Это было забавное зрелище! Бесконечно большие, невероятно значимые числа становились микроскопически ничтожными и потому ненужными, они пренебрежительно отбрасывались в остатке. Десятки улетали в глухую бесконечность и пропадали во мгле. Отрицательные же величины, с которыми встречалась минус единица, под ее влиянием становились положительными и сверкали целомудренной целостностью. Да и сама единица, столкнувшись с суровым минусом, превращалась в прекрасную и могучую цифру Один, которая, умножаясь и делясь, никому не вредила, а лишь прибавляла числам значимость или убавляла спесь. Занятная это была игра и обычным людям недоступная.

В школе мой герой был отличником. Типичным очкастым заморышем, каких классные дамы ставят в пример нерадивым однокашникам. Но учился он через силу, не желая расстраивать нежно любимую мать плохими оценками. В возрасте десяти с половиной лет он, спасаясь от соседского мальчишки, гнавшегося за ним с портфелем («Бей четырехглазого!..» – радостно вопил он, и этот вопль долго еще трепетной болью отзывался в сердце жертвы), попал под машину. Череп треснул. Мало кто из врачей поручился бы, что он проживет более одного-двух дней. Но нашелся в больнице человек с проницательными стальными глазами и холодными белыми руками, который произвел трепанацию, срастил раздробленные участки мозговой ткани – и мальчик ожил. Но стал совершенно другим. Исчезла в нем прежняя бойкость и смешливость, пропал веселый и задорный блеск черных, крупных глаз. Взгляд его потух и обратился внутрь себя. Он стал блестяще решать математические задачи, сразу выдавая ответы, не утруждая себя последовательным выписыванием формул. Ему прочили научное будущее, но увы! Творческая инициативная жилка напрочь утратилась. Он был прирожденным исполнителем.

Выполняя желание матери, он поступил в институт и так же примерно учился еще пять лет, закончив курс с красным дипломом. Мать не могла на него нарадоваться. Еще бы: каждая женщина могла бы только позавидовать ей, имеющей такого сына, спокойного, скромного, умного, грамотного, образованного, не пьющего и не курящего, не бабника какого-нибудь, а приличного молодого человека… Потом не столь уж и молодого. Потом и вовсе немолодого… Неизвестно, каким хотела видеть своего сына эта маленькая, некрасивая женщина, безропотная и слабовольная, всю жизнь проработавшая лаборанткой в исследовательском институте; как и от кого она на сороковом году жизни решилась понести и родить его. Будьте уверены, не такой она мечтала видеть свою жизнь и своего сына в годы суровой, полуголодной юности. Невесты, которых она в одно время начала было приглашать, не волновали нашего героя, да и он их, прямо скажем, пугал. Таким образом он на тридцать девятом году жизни заживо похоронил себя на восьмом этаже в изолированном склепе с совмещенным санузлом и смердящим мусоропроводом у самой двери.
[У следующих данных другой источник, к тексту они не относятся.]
PR #3142, opened 2024-08-19
fix(dlm): alter file seq for 'connect_connection.sql' from 4 to 2

kiko-art:
#### What type of PR is this?
fix

alter file seq for 'connect_connection.sql' from 4 to 2

Fixes #

```docs

```


yhilmare (approved):
lgtm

Если не принимать во внимание грохота рок-музыки, доносящегося с девятого этажа, вечных скандалов за стеной слева, рева младенцев за стеной справа и звуков нескончаемого ремонта на седьмом этаже, можно было бы сказать, что в комнате этой царила относительная тишина. Молчали стареющие ходики в виде кошачьей морды с бегающими глазами, остановленные в скорбный час материнской кончины. Тихо, очень деликатно поскрипывал шкаф, в стародавние времена прозванный «славянским», угрюм и недвижим был его одногодок-стол. Порою чуть потрескивали обои, и то одна, то другая полосы отваливались и падали на пол. Тогда человек со вздохом вставал и принимался лепить их на стены силикатным клеем.

– Хозяин…

Он вздрогнул. Голос этот родился в нем самом и прозвучал в мозгу тихо и отчетливо.
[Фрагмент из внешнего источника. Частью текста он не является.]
PR #3147, opened 2024-08-19
feat(sqlcheck): SQL check supports affected  rows

yiminpeng:
#### What type of PR is this?
feat

SQL check supports affected  rows
1. add meta info and rule applying
2. affected rows check logic

```docs

```


server/odc-service/src/main/java/com/oceanbase/odc/service/sqlcheck/factory/SQLAffectedRowsFactory.java
```diff
@@ -0,0 +1,51 @@
...
+    @Override
+    public SqlCheckRuleType getSupportsType() {
+        return SqlCheckRuleType.RESTRICT_SQL_AFFECTED_ROWS;
+    }
+
+    @Override
+    public SqlCheckRule generate(@NonNull DialectType dialectType, Map<String, Object> parameters) {
+        String key = getParameterNameKey("allowed-max-sql-affected-count");
+        if (parameters == null || parameters.isEmpty() || parameters.get(key) == null) {
+            return new MySQLAffectedRows(1000, jdbc);
```
MarkPotato777, line 47: Why 1000?

server/odc-service/src/main/java/com/oceanbase/odc/service/sqlcheck/model/SqlCheckRuleType.java
```diff
@@ -243,7 +243,11 @@ public enum SqlCheckRuleType implements Translatable {
     /**
      * Truncate table 语句存在
      */
-    TRUNCATE_TBLE_EXISTS("truncate-table-exists");
+    TRUNCATE_TBLE_EXISTS("truncate-table-exists"),
+    /**
+     * 限制 SQL 执行影响行数，默认影响超过 1000 行时，拦截
```
MarkPotato777, line 248: Please use English instead. And why default 1000? why should it have a default value inside the rule itself?

server/odc-service/src/main/java/com/oceanbase/odc/service/sqlcheck/rule/MySQLAffectedRows.java
```diff
@@ -0,0 +1,166 @@
...
+        return SqlCheckRuleType.RESTRICT_SQL_AFFECTED_ROWS;
+    }
+
+    /**
+     * Execution rule check
+     */
+    @Override
+    public List<CheckViolation> check(@NonNull Statement statement, @NonNull SqlCheckContext context) {
+
+        if (statement instanceof Insert || statement instanceof Update || statement instanceof Delete) {
```
MarkPotato777, line 86: What about `Truncate`?

server/odc-service/src/main/java/com/oceanbase/odc/service/sqlcheck/rule/MySQLAffectedRows.java
```diff
@@ -0,0 +1,166 @@
...
+            if (maxSQLAffectedRows == 0) {
+                return Collections.emptyList();
+            }
+            String originSql = statement.getText();
+            long affectedRows = executeExplain(originSql, jdbcOperations);
+            if (affectedRows > maxSQLAffectedRows) {
+                return Collections.singletonList(SqlCheckUtil
+                        .buildViolation(statement.getText(), statement, getType(), new Object[] {}));
```
MarkPotato777, line 94: It doesn't match your i18n messages. You may need to pass the acutal and expected affected-rows into the messages.

server/odc-service/src/main/java/com/oceanbase/odc/service/sqlcheck/rule/MySQLAffectedRows.java
```diff
@@ -0,0 +1,166 @@
...
+     * @return affected rows
+     */
+    private long executeExplain(String originSql, JdbcOperations jdbc) {
+
+        if (originSql == null || jdbc == null) {
+            return 0;
+        }
+        String explainSql = "EXPLAIN " + originSql;
+
+        try {
```
MarkPotato777, line 124: It's kind of hard to understand the logic. Could you explain it in more detail? Including but not limited to
- Why we need the `ifFindValue` flag?
- what does `rs.getString(1)` actually represent?
- Why when only `affectedRows != 0 ` then you stop?
- Why `rowNum  > 2`?
- so on...

MarkPotato777:
please add unit test cases for your code

server/odc-service/src/main/java/com/oceanbase/odc/service/sqlcheck/factory/SQLAffectedRowsFactory.java
yiminpeng: When there is no input value for this rule, the most conservative tactics is used by default, which is the default value of the production environment.

server/odc-service/src/main/java/com/oceanbase/odc/service/sqlcheck/model/SqlCheckRuleType.java
yiminpeng: Other rules are in Chinese. The default value of the rule itself is set to avoid limiting the number of rows being entered as 0 or empty. It is a bottom-up strategy. If simplified, it can be removed.

server/odc-service/src/main/java/com/oceanbase/odc/service/sqlcheck/rule/MySQLAffectedRows.java
yiminpeng: It's missing here. I'll make it up later.

server/odc-service/src/main/java/com/oceanbase/odc/service/sqlcheck/rule/MySQLAffectedRows.java
yiminpeng: Got it.

server/odc-service/src/main/java/com/oceanbase/odc/service/sqlcheck/rule/MySQLAffectedRows.java
yiminpeng: These are all related to the result set executed by explain on odc. These operations are all to get the value of "est.rows" in the result.

yiminpeng: Maybe I can achieve it in another way.

server/odc-service/src/main/java/com/oceanbase/odc/service/sqlcheck/rule/MySQLAffectedRows.java
yiminpeng: This issue only supports DML statements and does not involve DDL.

server/odc-service/src/main/java/com/oceanbase/odc/service/sqlcheck/model/SqlCheckRuleType.java
yiminpeng: The processing here is actually redundant, and the default value can be set without setting.

yhilmare:
Why is the target branch not dev/4.3.x?

server/odc-service/src/main/java/com/oceanbase/odc/service/sqlcheck/rule/MySQLAffectedRows.java
MarkPotato777: `Truncate` belongs to DML. And if it's all about DML, your rule name should be precise. Please double check with @Jane201510

server/odc-service/src/main/java/com/oceanbase/odc/service/sqlcheck/model/SqlCheckRuleType.java
MarkPotato777: Do not mind other rules, the current recommendation is all in English.

server/odc-service/src/main/java/com/oceanbase/odc/service/sqlcheck/rule/MySQLAffectedRows.java
```diff
@@ -0,0 +1,182 @@
...
+            });
+            Long firstNonNullResult = resultSet.stream()
+                    .filter(Objects::nonNull)
+                    .findFirst()
+                    .orElse(null);
+
+            return firstNonNullResult != null ? firstNonNullResult : 0;
+
+        } catch (Exception e) {
+            throw new RuntimeException("Failed to execute sql: " + explainSql + ", error: " + e.getMessage());
```
MarkPotato777, line 164: What if the input SQL itself has a syntax error? What's the result of explaining the SQL?

server/odc-service/src/main/java/com/oceanbase/odc/service/sqlcheck/rule/MySQLAffectedRows.java
```diff
@@ -0,0 +1,182 @@
...
+         */
+        try {
+            AtomicBoolean ifFindAffectedRow = new AtomicBoolean(false);
+            List<Long> resultSet = jdbc.query(explainSql, (rs, rowNum) -> {
+
+                String resultRow = rs.getString("Query Plan");
+                if (!ifFindAffectedRow.get() && rowNum > HEAD_LINE) {
+                    long affectedRows = getEstRowsValue(resultRow);
+                    // first non-null value is the column 'EST.ROWS'
+                    if (affectedRows != 0) {
```
MarkPotato777, line 149: return 0 seems not a good design. What if the 'affected rows' is indeed 0?

server/odc-service/src/main/java/com/oceanbase/odc/service/sqlcheck/rule/MySQLAffectedRows.java
```diff
@@ -0,0 +1,182 @@
...
+     * Execution rule check
+     */
+    @Override
+    public List<CheckViolation> check(@NonNull Statement statement, @NonNull SqlCheckContext context) {
+
+        if (statement instanceof Insert || statement instanceof Update || statement instanceof Delete) {
+            if (maxSQLAffectedRows == 0) {
+                return Collections.emptyList();
+            }
+            String originSql = statement.getText();
```
MarkPotato777, line 92: refer to `SqlDiagnoseExtensionPoint`, which already have implemented.

server/odc-core/src/main/resources/i18n/BusinessMessages.properties
```diff
@@ -518,6 +518,12 @@ com.oceanbase.odc.builtin-resource.regulation.rule.sql-check.too-many-in-expr.de
 com.oceanbase.odc.builtin-resource.regulation.rule.sql-check.too-many-in-expr.max-in-expr-count=Maximum number of IN expressions
 com.oceanbase.odc.builtin-resource.regulation.rule.sql-check.too-many-in-expr.max-in-expr-count.description=The maximum number of expressions in the IN operation in the conditional predicate
 
+com.oceanbase.odc.builtin-resource.regulation.rule.sql-check.restrict-sql-affected-rows.message=The number of rows affected by this SQL statement exceeds the limit, and the maximum limit affects {0}, and the estimated is {1}
```
yizhouxw, line 521: @JessieWuJiexi

server/odc-service/src/main/java/com/oceanbase/odc/service/sqlcheck/factory/SQLAffectedRowsFactory.java
yizhouxw, line 47: void hardcode default parameter here, if not set, throw exception instead

server/odc-service/src/main/java/com/oceanbase/odc/service/sqlcheck/rule/MySQLAffectedRows.java
```diff
@@ -0,0 +1,182 @@
...
+ * limitations under the License.
+ */
+/*
+* Copyright (c) 2023 OceanBase.
+*
+* Licensed under the Apache License, Version 2.0 (the "License");
+* you may not use this file except in compliance with the License.
+* You may obtain a copy of the License at
+*
+*     http://www.apache.org/licenses/LICENSE-2.0
```
yizhouxw, line 23: duplicated license header

server/odc-service/src/main/java/com/oceanbase/odc/service/sqlcheck/rule/MySQLAffectedRows.java
```diff
@@ -0,0 +1,182 @@
...
+ * @version 1.0
+ * @date 2024-08-01 18:18
+ */
+public class MySQLAffectedRows implements SqlCheckRule {
+
+    private final Integer maxSQLAffectedRows;
+
+    private final JdbcOperations jdbcOperations;
+
+    private static final int HEAD_LINE = 2;
```
yizhouxw, line 67: what is HEAD_LINE, why set to 2 ?

server/odc-service/src/main/java/com/oceanbase/odc/service/sqlcheck/rule/MySQLAffectedRows.java
```diff
@@ -0,0 +1,182 @@
...
+    /**
+     * execute 'explain' statement
+     *
+     * @param originSql target sql
+     * @param jdbc jdbc Object
+     * @return affected rows
+     */
+    private long getAffectedRows(String originSql, JdbcOperations jdbc) {
+
+        if (originSql == null || jdbc == null) {
```
yizhouxw, line 122: better throw exception for invalid parameter

server/odc-service/src/main/java/com/oceanbase/odc/service/sqlcheck/rule/MySQLAffectedRows.java
yizhouxw: better if encapsulate 'extract explain result' into Utils, e.g OBExplainUtils . may reuse some method in diagnose module, i'm not sure.

server/odc-service/src/main/java/com/oceanbase/odc/service/sqlcheck/factory/SQLAffectedRowsFactory.java
yiminpeng: got it

server/odc-service/src/main/java/com/oceanbase/odc/service/sqlcheck/rule/MySQLAffectedRows.java
yiminpeng: finished

server/odc-service/src/main/java/com/oceanbase/odc/service/sqlcheck/rule/MySQLAffectedRows.java
yiminpeng: The result set in json format, the second line is the header.

server/odc-service/src/main/java/com/oceanbase/odc/service/sqlcheck/rule/MySQLAffectedRows.java
yiminpeng: got it

server/odc-service/src/main/java/com/oceanbase/odc/service/sqlcheck/factory/SQLAffectedRowsFactory.java
yiminpeng: OK, throw an exception instead.

server/odc-service/src/main/java/com/oceanbase/odc/service/sqlcheck/model/SqlCheckRuleType.java
yiminpeng: OK, I will use all the new comments in English.

server/odc-service/src/main/java/com/oceanbase/odc/service/sqlcheck/rule/MySQLAffectedRows.java
yiminpeng: Ok, I only paid attention to insert/update/delete during the research.

server/odc-service/src/main/java/com/oceanbase/odc/service/sqlcheck/rule/MySQLAffectedRows.java
yiminpeng: I know, but the statement parameter is not the same. The latest code has been reprocessed.

server/odc-service/src/main/java/com/oceanbase/odc/service/sqlcheck/rule/MySQLAffectedRows.java
yiminpeng: Yes, I realized this problem, and the latesr code has been modified.

server/odc-service/src/main/java/com/oceanbase/odc/service/sqlcheck/rule/MySQLAffectedRows.java
yiminpeng: Maybe we can extract it together after we improve the support for Oracle database next time.

server/odc-service/src/main/java/com/oceanbase/odc/service/sqlcheck/rule/MySQLAffectedRows.java
yiminpeng: I have no idea about this, unless explain can be executed after many grammar checks.

server/odc-service/src/main/java/com/oceanbase/odc/service/sqlcheck/rule/MySQLAffectedRows.java
yiminpeng: Confirmed with the PM, This issue does not support `Truncate` for the time being, but it will include `select`.

yiminpeng: Confirmed with the PM, This issue does not support `Truncate` for the time being, but it will include `select`.

server/odc-service/src/test/java/com/oceanbase/odc/service/sqlcheck/MySQLCheckerTest.java
```diff
@@ -1362,6 +1362,107 @@ public void check_wrongPlExists_violationGenerated() {
         Assert.assertEquals(expect, actual);
     }
 
+    @Test
+    public void check_restrictSqlAffectedRows4MySQL_violationGenerated() {
```
MarkPotato777, line 1366: unit test should involve your code logic which is parsing the resultset of explain SQL.

server/odc-service/src/test/java/com/oceanbase/odc/service/sqlcheck/MySQLCheckerTest.java
```diff
@@ -1362,6 +1362,107 @@ public void check_wrongPlExists_violationGenerated() {
...
+                .thenReturn(Collections.singletonList(2L));
+        DefaultSqlChecker selectChecker = new DefaultSqlChecker(DialectType.MYSQL, "$$",
+                Collections.singletonList(
+                        new MySQLAffectedRows(2, DialectType.MYSQL, jdbcTemplate)));
+        List<CheckViolation> actualSelect = selectChecker.check(select);
+        Assert.assertEquals(0, actualSelect.size());
+    }
+
+    @Test
+    public void check_restrictSqlAffectedRows4OBMySQL_violationGenerated() {
```
yizhouxw, line 1416: one case one method, may split into cases

server/odc-service/src/main/java/com/oceanbase/odc/service/sqlcheck/rule/MySQLAffectedRows.java
yizhouxw: > The result set in json format, the second line is the header.

unnessesary filed extraction, cuase hard to understand, and it is only referenced by specific sql query, may move to funtion block.

server/odc-service/src/test/java/com/oceanbase/odc/service/sqlcheck/MySQLCheckerTest.java
yiminpeng: OK, the style is  follow with other rules.

server/odc-service/src/test/java/com/oceanbase/odc/service/sqlcheck/MySQLCheckerTest.java
yiminpeng: Got it. The mock process has been adjusted.

server/odc-service/src/test/java/com/oceanbase/odc/service/sqlcheck/MySQLCheckerTest.java
yiminpeng: OK, the style is  follow with other rules.

server/odc-service/src/main/java/com/oceanbase/odc/service/sqlcheck/rule/MySQLAffectedRows.java
yiminpeng: ok, move to function done.

server/odc-core/src/main/resources/i18n/BusinessMessages.properties
yiminpeng: check

server/odc-service/src/test/java/com/oceanbase/odc/service/sqlcheck/MySQLCheckerTest.java
```diff
@@ -1362,6 +1362,212 @@ public void check_wrongPlExists_violationGenerated() {
...
+
+        Mockito.when(jdbcTemplate.query(Mockito.anyString(), Mockito.any(RowMapper.class)))
+                .thenThrow(new RuntimeException("Failed to execute sql"));
+        try {
+            DefaultSqlChecker errorChecker = new DefaultSqlChecker(DialectType.OB_MYSQL, "$$",
+                    Collections.singletonList(
+                            new MySQLAffectedRows(2L, DialectType.OB_MYSQL, jdbcTemplate)));
+            List<CheckViolation> actualError = errorChecker.check(update);
+        } catch (RuntimeException e) {
+            Assert.assertEquals("Failed to execute sql: " + "EXPLAIN " + update,
```
yizhouxw, line 1476: if no exception thrown, the Assert will not be execute, so please avoid try catch in unit testing logic.
use @Rule ExpectedExcetion mechanism instead.

server/odc-service/src/main/java/com/oceanbase/odc/service/sqlcheck/rule/MySQLAffectedRows.java
```diff
@@ -0,0 +1,204 @@
...
+
+            Long firstNonNullResult = resultSet.stream()
+                    .filter(Objects::nonNull)
+                    .findFirst()
+                    .orElse(null);
+
+            return firstNonNullResult != null ? firstNonNullResult : 0;
+
+        } catch (Exception e) {
+            throw new RuntimeException("Failed to execute sql: " + explainSql);
```
yizhouxw, line 186: how to handle this exception?

yizhouxw (commented):
test scenarios is very important for sql check feature.

how about select into ?

server/odc-service/src/test/java/com/oceanbase/odc/service/sqlcheck/MySQLCheckerTest.java
yiminpeng: got it, it's done.

server/odc-service/src/main/java/com/oceanbase/odc/service/sqlcheck/rule/MySQLAffectedRows.java
yiminpeng: I forgot to restore it when running the unit test. now finished.

yiminpeng:
Select is not included in the scope of check at present. From the explanation of affecting the number of lines, select does not affect the database in essence, but only retrieves. This is also consistent with competitors.

server/odc-service/src/test/java/com/oceanbase/odc/service/sqlcheck/MySQLCheckerTest.java
```diff
@@ -1362,6 +1364,211 @@ public void check_wrongPlExists_violationGenerated() {
...
+                .thenReturn(resultSet);
+        DefaultSqlChecker selectChecker = new DefaultSqlChecker(DialectType.OB_MYSQL, "$$",
+                Collections.singletonList(
+                        new MySQLAffectedRows(2L, DialectType.OB_MYSQL, jdbcTemplate)));
+        List<CheckViolation> actualSelect = selectChecker.check(select);
+        Assert.assertEquals(0, actualSelect.size());
+    }
+
+    @Rule
+    public final ExpectedException exceptionRule = ExpectedException.none();
```
MarkPotato777, line 1464: The field is supposed to be put in first place in the class.

server/odc-service/src/main/java/com/oceanbase/odc/service/sqlcheck/rule/MySQLAffectedRows.java
```diff
@@ -0,0 +1,204 @@
...
+    }
+
+    /**
+     * Execution rule check
+     */
+    @Override
+    public List<CheckViolation> check(@NonNull Statement statement, @NonNull SqlCheckContext context) {
+
+        if (statement instanceof Update || statement instanceof Delete || statement instanceof Insert) {
+            if (maxSQLAffectedRows == 0 || jdbcOperations == null) {
```
MarkPotato777, line 78: why returning `Collections.emptyList()` when `maxSQLAffectedRows == 0` ? It doesn't seem to make sense.

yiminpeng:
> Why is the target branch not dev/4.3.x?

merging process: feat/yizhuo_43x_sql_infect_rows --> feat/sql_infect_rows --> dev/4.3.x

yiminpeng:
> test scenarios is very important for sql check feature.
> 
> how about select into ?

Select is not included in the scope of check at present. From the explanation of affecting the number of lines, select does not affect the database in essence, but only retrieves. This is also consistent with competitors.

yiminpeng:
> please add unit test cases for your code

OK, done.

server/odc-service/src/test/java/com/oceanbase/odc/service/sqlcheck/MySQLCheckerTest.java
yiminpeng: That's true, but what I'm considering is that it may be easy to understand on the actual case. It's not a big problem. I put it at the top.

server/odc-service/src/main/java/com/oceanbase/odc/service/sqlcheck/rule/MySQLAffectedRows.java
yiminpeng: `maxSQLAffectedRows == 0` should not be included. It should have been omitted when reconstructing the code and has been modified now.

yizhouxw (dismissed):

MarkPotato777 (approved):
LGTM

server/odc-service/src/main/java/com/oceanbase/odc/service/sqlcheck/factory/SQLAffectedRowsFactory.java
```diff
@@ -0,0 +1,51 @@
...
+
+import com.oceanbase.odc.core.shared.constant.DialectType;
+import com.oceanbase.odc.service.sqlcheck.SqlCheckRule;
+import com.oceanbase.odc.service.sqlcheck.SqlCheckRuleFactory;
+import com.oceanbase.odc.service.sqlcheck.model.SqlCheckRuleType;
+import com.oceanbase.odc.service.sqlcheck.rule.MySQLAffectedRows;
+
+import lombok.NonNull;
+
+public class SQLAffectedRowsFactory implements SqlCheckRuleFactory {
```
yhilmare, line 30: SQLAffectedRowsFactory -> SqlAffectedRowsFactory

server/odc-service/src/main/java/com/oceanbase/odc/service/sqlcheck/rule/MySQLAffectedRows.java
```diff
@@ -0,0 +1,212 @@
...
+
+/**
+ * {@link MySQLAffectedRows}
+ *
+ * @author yiminpeng
+ * @version 1.0
+ * @date 2024-08-01 18:18
+ */
+@Slf4j
+public class MySQLAffectedRows implements SqlCheckRule {
```
yhilmare, line 50: MySQLAffectedRows -> MySQLAffectedRowsExceedLimit

server/odc-service/src/main/java/com/oceanbase/odc/service/sqlcheck/rule/MySQLAffectedRows.java
```diff
@@ -0,0 +1,212 @@
...
+
+    private final Long maxSQLAffectedRows;
```
yhilmare, line 52: maxSQLAffectedRows -> maxSqlAffectedRows

server/odc-service/src/main/java/com/oceanbase/odc/service/sqlcheck/rule/MySQLAffectedRows.java
```diff
@@ -0,0 +1,212 @@
...
+    }
+
+    /**
+     * Execution rule check
+     */
+    @Override
+    public List<CheckViolation> check(@NonNull Statement statement, @NonNull SqlCheckContext context) {
+
+        if (statement instanceof Update || statement instanceof Delete || statement instanceof Insert) {
+            if (jdbcOperations == null) {
```
yhilmare, line 80: don't throw the exception at the runtime, we should check it not null when we construct it~

server/odc-service/src/main/java/com/oceanbase/odc/service/sqlcheck/rule/MySQLAffectedRows.java
```diff
@@ -0,0 +1,212 @@
...
+                        break;
+                    case OB_MYSQL:
+                        affectedRows = getOBMySqlAffectedRows(explainSql, jdbcOperations);
+                        break;
+                    default:
+                        log.warn("Unsupported dialect type: {}", dialectType);
+                        break;
+                }
+            } catch (Exception e) {
+                log.error("Error in calling getAffectedRows method", e);
```
yhilmare, line 98: log.warn

server/odc-service/src/main/java/com/oceanbase/odc/service/sqlcheck/rule/SqlCheckRules.java
```diff
@@ -151,12 +154,15 @@ public static List<SqlCheckRuleFactory> getAllFactories(DialectType dialectType,
...
         rules.add(new OfflineDdlExistsFactory(jdbc));
         rules.add(new TruncateTableExistsFactory());
+        rules.add(new SQLAffectedRowsFactory(jdbc));
         return rules;
     }
 
     public static List<SqlCheckRule> getAllDefaultRules(JdbcOperations jdbc, @NonNull DialectType dialectType) {
         return SqlCheckRules.getAllFactories(dialectType, jdbc).stream()
-                .map(f -> f.generate(dialectType, null)).filter(Objects::nonNull).collect(Collectors.toList());
+                .map(f -> f.generate(dialectType,
```
yhilmare, line 163: why should we change this?

yizhouxw (dismissed):
lgtm, please implement select .. into affected rows check in separated PR

server/odc-service/src/main/java/com/oceanbase/odc/service/sqlcheck/rule/MySQLAffectedRows.java
yiminpeng: > MySQLAffectedRows -> MySQLAffectedRowsExceedLimit

done

server/odc-service/src/main/java/com/oceanbase/odc/service/sqlcheck/factory/SQLAffectedRowsFactory.java
yiminpeng: done

server/odc-service/src/main/java/com/oceanbase/odc/service/sqlcheck/rule/MySQLAffectedRows.java
yiminpeng: done

server/odc-service/src/main/java/com/oceanbase/odc/service/sqlcheck/rule/MySQLAffectedRows.java
yiminpeng: Ok, checked it before running.

server/odc-service/src/main/java/com/oceanbase/odc/service/sqlcheck/rule/MySQLAffectedRows.java
yiminpeng: done

yiminpeng:
> lgtm, please implement select .. into affected rows check in separated PR

got it.

server/odc-service/src/main/java/com/oceanbase/odc/service/sqlcheck/rule/SqlCheckRules.java
yiminpeng: give a default value by function

yhilmare (dismissed):
lgtm

PeachThinking (approved):

PeachThinking (approved):

PeachThinking (approved):

JessieWuJiexi (approved):

Jane201510 (approved):
agree

MarkPotato777 (approved):

yhilmare (approved):
lgtm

– Хозяин, это я. Фльйаргар-078.

– Фля…

– Нет, после Л должно идти длительное смягчение, потом «йот»…

– Послушай, а нельзя ли назвать тебя как-нибудь попроще? – попросил он.

– Пожалуйста. Можете просто называть мой цифровой индекс.

Человек задумался. Пожалуй, индекс ему и в самом деле было проще представить, однако он никак не согласовывался с этим тихим, заботливым голосом из пустоты.

– А можно, я буду звать тебя просто… Ну, Фляр? Ты не обидишься?

– Как вам будет угодно, хозяин. Я нахожусь в полном вашем распоряжении. Мне поручено объяснить вам ваши способности и научить пользоваться ими. Это не так уж сложно, благо, в вас вживлена система транстипизации. Надо быть только очень осторожным.

Фляр был машиной. Умной, чуткой, доброжелательной, заботливой, но машиной. Или был заключен в машину за какие-то давние свои грехи, но не роптал, а честно и усердно работал. Уже сотни лет в его обязанности входил сбор, обработка и анализ информации о нашей планете. До последнего времени посильную помощь в этом ему оказывали крупные блюдцеобразные зонды, однако сейчас он избегал их посылать, довольствуясь тем, что поступало к нему на волнах электромагнитного излучения.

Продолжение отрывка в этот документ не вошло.